» **Work instructions**
Give back, unchanged, each line from the one containing "Fixes upload module metadata workflow" through the last line of the entries below.

Dataset entries:
PR #1813, opened 2022-03-02
Nfdiv-1507 Update jurisdiction

lara-mpt:
### JIRA link ###
https://tools.hmcts.net/jira/browse/NFDIV-1507

### Change description ###
Update jurisdiction and clean up

```
[ ] Yes
[x] No
```


src/main/app/jurisdiction/connections.ts
```diff
@@ -92,7 +93,19 @@ const hasResidualJurisdiction = (data, connections) => {
   );
 };
 
-export const addConnection = (data: Partial<CaseWithId>): JurisdictionConnections[] => {
+export const addConnections = (reqUrl: string, data: Partial<CaseWithId>): JurisdictionConnections[] => {
```
linusnorton, line 96: I'm not sure I like this approach. It feels like we're cramming situation specific logic into the wrong place. My gut feel is that the calling method should know whether or not it should be behave this way. I don't have a full understanding but I would suggest the calling code that needs both variations of this method should be something like `addConnectionsBasedOnQuestions().concat(addConnections())`

linusnorton (approved):
I think the addConnections change could do with a re-think but if you disagree then it's fine

linusnorton (approved):

src/main/app/jurisdiction/moreDetailsContent.ts
```diff
@@ -0,0 +1,75 @@
...
+  const connectionTypes = {
+    'Habitual residence': [
+      JurisdictionConnections.APP_1_APP_2_LAST_RESIDENT,
+      JurisdictionConnections.APP_2_RESIDENT,
+      JurisdictionConnections.APP_1_RESIDENT_SIX_MONTHS,
+      JurisdictionConnections.APP_1_APP_2_RESIDENT,
+      JurisdictionConnections.APP_1_RESIDENT_JOINT,
+      JurisdictionConnections.APP_1_RESIDENT_TWELVE_MONTHS,
+    ],
+    Domicile: [
```
danielbe11, line 39: Why no '' unlike L31?

lara-mpt: because it's only 1 word it didn't need it. There's a reason why for its use in the connectionText but can't remember specifically

PR #1852, opened 2022-03-10
NFDIV 333 - Add Webchat

danielbe11:
### JIRA link ###

https://tools.hmcts.net/jira/browse/NFDIV-333

### Change description ###

- Adding Webchat.

```
[ ] Yes
[X] No
```


src/main/modules/nunjucks/index.ts
```diff
@@ -75,6 +77,16 @@ export class Nunjucks {
       }));
     });
 
+    const globals = {
+      webchat: {
+        avayaUrl: config.webchat.avayaUrl,
```
velimd, line 82: just for consistency, we should use the get method of config.

src/main/steps/common/common.content.ts
```diff
@@ -98,6 +98,28 @@ const en = {
   apmCookiesHeadings: 'Allow cookies that measure website application performance monitoring?',
   useApmCookies: 'Use cookies that measure website application performance monitoring',
   doNotUseApmCookies: 'Do not use cookies that measure website application performance monitoring',
+  helpTitle: 'Contact us for help',
+  helpHeading1: 'Telephone',
+  helpHeading2: 'Email',
+  helpHeading3: 'Webchat',
+  helpEmailLabel:
+    'Email us at <a href=\'mailto:{contactEmailAddress}\' class="govuk-link" tabindex="-1">{contactEmailAddress}</a>.',
```
velimd, line 106: Taleb will not like this.

src/main/steps/common/page.njk
```diff
@@ -112,4 +112,6 @@
     })(window,document,'script','dataLayer','GTM-WG59GG2');</script>
   <!-- End Google Tag Manager -->
 
+  <script src="https://{{ globals.webchat.avayaClientUrl }}/chat-client/1/app-es2015.js" defer type="module" crossorigin="anonymous"></script>
```
velimd, line 115: what does this script do as we have a webchat script already, curious what the difference is.

src/main/assets/locales/avaya-webchat/locale_en-GB.json
```diff
@@ -0,0 +1,64 @@
...
+      "no": "No"
+    },
+    "offerSurvey": "Send me a feedback survey"
+  },
+  "survey": {
+    "propose": "Would you like to take part in an email survey at the end of your Webchat?",
+    "yes": "Yes",
+    "no": "No"
+  }
+}
```
velimd, line 64: i dont see where this is used or how its used, i assumed the other script.

src/main/steps/common/page.njk
danielbe11: The avaya-webchat.ts code determines whether to show the link to the webchat or not e.g. if webchat is down, the link will not be shown and some info will be shown instead. app-es2015.js is the code for the actual webchat.

src/main/assets/locales/avaya-webchat/locale_en-GB.json
danielbe11: Yeah this is used in the other script. If you're testing it, it's likely that none of the webchat agents are available (cos its using pre prod URL) and the only content you'll see rendered is L4 "No Advisors are currently available"

lara-mpt (approved):

PR #1862, opened 2022-03-13
Refactor applicant1/you-can-use-english-welsh-courts/content.ts

danielbe11:
Incorporates #1859

### DIFF
--- a/src/main/steps/applicant1/you-can-use-english-welsh-courts/content.ts
+++ b/src/main/steps/applicant1/you-can-use-english-welsh-courts/content.ts
@@ -88,7 +88,7 @@ export const form: FormContent = {
     const removeConnectionJ = c => c !== JurisdictionConnections.APP_1_RESIDENT_JOINT;
     const removeConnectionK = c => c !== JurisdictionConnections.APP_2_RESIDENT_TWELVE_MONTHS;
     const removeConnectionL = c => c !== JurisdictionConnections.APP_2_RESIDENT_SIX_MONTHS;
-    const removeConnectionIIfOppositeSexDivorce = c => c !== JurisdictionConnections.RESIDUAL_JURISDICTION;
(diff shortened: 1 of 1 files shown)


src/main/steps/applicant1/you-can-use-english-welsh-courts/content.ts
```diff
@@ -75,29 +76,41 @@ const cy = en;
 
 export const form: FormContent = {
   fields: userCase => {
+    // Create map of connections to labels:
+    const connectionsLabelMap = new Map<JurisdictionConnections, Label>();
+    jurisdictionConnectionList.forEach((key: JurisdictionConnections, i: number) =>
+      connectionsLabelMap.set(key, l => l.connectionCheckboxes[i])
```
lara-mpt, line 82: probably better to use 'index' or another name for I so that it doesn't get confused with connection I

src/main/steps/applicant1/you-can-use-english-welsh-courts/content.ts
```diff
@@ -75,29 +76,41 @@ const cy = en;
...
+    const removeConnectionK = c => c !== JurisdictionConnections.APP_2_RESIDENT_TWELVE_MONTHS;
+    const removeConnectionL = c => c !== JurisdictionConnections.APP_2_RESIDENT_SIX_MONTHS;
+    const removeConnectionI = c => c !== JurisdictionConnections.RESIDUAL_JURISDICTION;
+
+    const filters = [removePreMadeConditions];
+
+    if (userCase.applicationType === ApplicationType.SOLE_APPLICATION) {
+      filters.push(removeConnectionJ);
+      filters.push(removeConnectionK);
+      filters.push(removeConnectionL);
```
lara-mpt: would be cleaner if we can combine these removeConnections

lara-mpt (approved):

PR #1874, opened 2022-03-15
NFDIV-1879 Prevent users from updating case after submission

lara-mpt:
### JIRA link ###
https://tools.hmcts.net/jira/browse/NFDIV-1879

### Change description ###
Prevent users from updating case after submission

```
[ ] Yes
[x] No
```


src/main/steps/index.ts
```diff
@@ -73,21 +91,45 @@ export const getNextIncompleteStepUrl = (req: AppRequest): string => {
...
+  const finalUrls = [HOME_URL, CHECK_ANSWERS_URL, `${APPLICANT_2 + CONFIRM_JOINT_APPLICATION}`];
+  const startsWithUrls = ['/pay', APPLICATION_SUBMITTED];
+
+  return (
+    finalUrls.some(url => url === nextStepUrl.split('?')[0]) || startsWithUrls.some(url => nextStepUrl.startsWith(url))
+  );
+};
+
+export const isConditionalOrderReadyToSubmit = (nextStepUrl: string): boolean => {
+  const finalUrls = [HOME_URL, CHECK_ANSWERS_URL, `${APPLICANT_2 + HOME_URL}`];
```
danielbe11, line 104:
```suggestion
  const finalUrls = [HOME_URL, `${APPLICANT_2 + HOME_URL}`];
```

danielbe11 (approved):

src/main/routes.ts
```diff
@@ -72,11 +72,16 @@ export class Routes {
 
     const isRouteForUser = (req: AppRequest, res: Response, next: NextFunction): void => {
       const isApp2Route = [APPLICANT_2, RESPONDENT].some(prefixUrl => req.path.includes(prefixUrl));
-      if ((isApp2Route && !req.session.isApplicant2) || (!isApp2Route && req.session.isApplicant2)) {
+      if (
+        (isApp2Route && !req.session.isApplicant2) ||
+        (!isApp2Route && req.session.isApplicant2) ||
```
linusnorton, line 77: I think these two lines are basically an XOR which would be logically equivalent to:

```
if (isApp2Route != req.session.isApplicant2 || !getUserSequence(req).find(r => req.path.includes(r.url))
```

I would also probably use `.some` rather than `.find` as you want a boolean back rather than the element itself but it works either way

src/main/steps/applicant1Sequence.test.ts
```diff
@@ -1,6 +1,6 @@
 import { ApplicationType } from '../app/case/definition';
 
-import { Step, applicant1Sequence, isCountryUk } from './applicant1Sequence';
+import { Step, applicant1PreSubmissionSequence, isCountryUk } from './applicant1Sequence';
```
linusnorton, line 3: if it's not too much trouble I would use the names:

```
applicant1ApplicationSequence
applicant2....
applicant1ConditionalOrderSequence
applicant1FinalOrderSequence
```

I'm not sure if we have a sequence for CO and FO but it would logically line up with the application phases if we did.

linusnorton: looking at the file below it seems like we just have pre and post submission so this comment might not be so relevant but I'll leave it up to you

linusnorton (approved):

PR #1899, opened 2022-03-21
Test Elastic Search 

linusnorton:

### Change description ###

```
[ ] Yes
[ ] No
```


src/test/steps/common.ts
```diff
@@ -322,6 +322,9 @@ const executeUserCaseScript = async (data, redirectPageLink: string) => {
   const user = testConfig.GetCurrentUser();
   const testUser = await iGetTheTestUser(user);
   const api = iGetTheCaseApi(testUser);
+
+  // add a delay after logging a user in because it creates and extra case that needs to be added to the ES index
```
benouaer, line 326: should we check for that case?

benouaer (approved):

src/test/steps/common.ts
```diff
@@ -322,6 +322,9 @@ const executeUserCaseScript = async (data, redirectPageLink: string) => {
...
+  await new Promise(resolve => setTimeout(resolve, 5000));
```
velimd, line 327: at what stage is this? wouldnt it be better ot make the above function return a promise and wait for it then do the next step?

linusnorton: replied on slack but that's because the log in step creates a case and we need to wait for it to be indexed

PR #1904, opened 2022-03-21
clean up cannot upload checkbox and cya page

velimd:
### JIRA link ###
https://tools.hmcts.net/jira/browse/NFDIV-1753

### Change description ###
image
image

```
[ ] Yes
[X] No
```


src/main/steps/applicant1/check-your-answers/content.ts
```diff
@@ -57,9 +58,35 @@ const getOtherCourtCasesMoreDetailsContent = () => {
   return moreDetailsComponent({ text, title });
 };
 
+const cannotUploadDocumentList = (
```
benouaer, line 61: can we move this method to content.utils

velimd: its really only used here, do you think its worth moving? i think in the future these functions might just be incorporated with en/cy methods.

benouaer (approved):

lara-mpt (approved):

PR #233, opened 2023-02-01
Write modules metadata to storage account container

bhsubra:
Write modules metadata to storage account container. This will be used in completion scenarios.


shenglol (approved):
:shipit:

majastrz (approved):
:shipit:

PR #238, opened 2023-02-03
Fix upload module metadata workflow

bhsubra:
Fixes upload module metadata workflow

### DIFF
--- a/scripts/github-actions/upload-modules-metadata.js
+++ b/scripts/github-actions/upload-modules-metadata.js
@@ -1,6 +1,10 @@
-/**
- * @param {typeof import("@actions/core")} core
- */
+ /** 
+  * @typedef Params 
+  * @property {typeof require} require 
+  * @property {typeof import("@actions/core")} core 
+  * 
+  * @param {Params} params 
+  */ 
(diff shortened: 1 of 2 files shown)


scripts/github-actions/upload-modules-metadata.js
```diff
@@ -1,7 +1,7 @@
 /**
  * @param {typeof import("@actions/core")} core
  */
-async function uploadModulesMetadata(core) {
+async function uploadModulesMetadata({ require, core }) {
```
shenglol, line 4: Can you also update the JSDoc comment? Here's an example: https://github.com/Azure/bicep-registry-modules/blob/917735e53c4de2b6b995a1bf527eb51f5c96fc5a/scripts/github-actions/get-changed-module.js#L1-L10

shenglol (approved):
Looks good to me. Only one comment about the JSDoc.

scripts/github-actions/upload-modules-metadata.js
bhsubra: Updated, thanks!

» **Response for this exercise**
Fixes upload module metadata workflow

### DIFF
--- a/scripts/github-actions/upload-modules-metadata.js
+++ b/scripts/github-actions/upload-modules-metadata.js
@@ -1,6 +1,10 @@
-/**
- * @param {typeof import("@actions/core")} core
- */
+ /** 
+  * @typedef Params 
+  * @property {typeof require} require 
+  * @property {typeof import("@actions/core")} core 
+  * 
+  * @param {Params} params 
+  */ 
(diff shortened: 1 of 2 files shown)


scripts/github-actions/upload-modules-metadata.js
```diff
@@ -1,7 +1,7 @@
 /**
  * @param {typeof import("@actions/core")} core
  */
-async function uploadModulesMetadata(core) {
+async function uploadModulesMetadata({ require, core }) {
```
shenglol, line 4: Can you also update the JSDoc comment? Here's an example: https://github.com/Azure/bicep-registry-modules/blob/917735e53c4de2b6b995a1bf527eb51f5c96fc5a/scripts/github-actions/get-changed-module.js#L1-L10

shenglol (approved):
Looks good to me. Only one comment about the JSDoc.

scripts/github-actions/upload-modules-metadata.js
bhsubra: Updated, thanks!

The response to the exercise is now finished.